Il consiglio della redazione
Applicazioni pratiche:
- Nei meeting multidisciplinari: quando c’è disaccordo sulla gestione di una lesione borderline o su uno screening, chiedete esplicitamente: “Quali valori stiamo prioritizzando qui? La prevenzione del rischio futuro o la qualità della vita attuale?”.
- Nella comunicazione col paziente: evitate di presentare lo screening come un imperativo morale (“si deve fare”). Presentatelo come una scelta con trade-off specifici (benefici potenziali vs rischi di sovradiagnosi).
Cosa NON fare:
- Etichettare i colleghi scettici come “anti-scienza” o quelli interventisti come “commerciali”. Questo linguaggio blocca l’analisi critica delle evidenze.
Take Home Messages
- La polarizzazione blocca la scienza: le fazioni contrapposte (“pro” vs “contro”) impediscono di valutare con lucidità i reali benefici e danni delle nuove tecnologie diagnostiche.

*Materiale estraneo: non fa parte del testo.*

PR #61, opened 2020-06-03
OpenSuSE-15.1 and make install instructions

drowe67:


tmiw:
@drowe67, I can confirm that this change still compiles on OSX Catalina.

we7u:
Looks good. I see you already merged it into master. Thanks!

- Il mito della linearità: dobbiamo accettare che la malattia grave non è sempre preceduta da stadi iniziali trattabili; la biologia tumorale è spesso non lineare e variabile.
- È una questione etica, non solo statistica: i conflitti sulla diagnosi precoce riguardano visioni diverse di cosa significhi “stare bene” e del ruolo della medicina nella vita delle persone.
- Le parole contano: sostituire “diagnosi precoce” con “diagnosi ottimale” o “caratterizzazione del rischio” aiuta a uscire dalla logica binaria malattia/salute.
- Ascolto umile: riconoscere che la progressione di malattia è spesso incerta e non lineare è il primo passo per una medicina più onesta e meno dogmatica.
Bibliografia
- Davies E. Polarisation in medicine: how can we better engage with people who disagree with us? BMJ 2025;391:r2342.
- Williams JH, Hooker C, Gilbert GL, Hor S, Degeling C. Disagreement among experts about public health decision making: is it polarisation and does it matter? BMJ Glob Health 2023;8:e011182.
- Duhigg C. Supercommunicators: how to unlock the secret language of connection. Cornerstone Press, 2024.
- Srivastava S, Koay EJ, Borowsky AD, et al. Cancer overdiagnosis: a biological challenge and clinical dilemma. Nat Rev Cancer 2019;19:58.
- Moynihan R, Smith R. Too much medicine? BMJ 2002;324:859-60.
- Friedman A. Mammography wars: analyzing attention in cultural and medical disputes. Rutgers University Press, 2023.
- Wallis S, McCartney M, Donnelly PD, Sullivan F. From early diagnosis to optimal diagnosis: a conference report on what excellent innovation should look like. BMJ Innov 2025;11:4.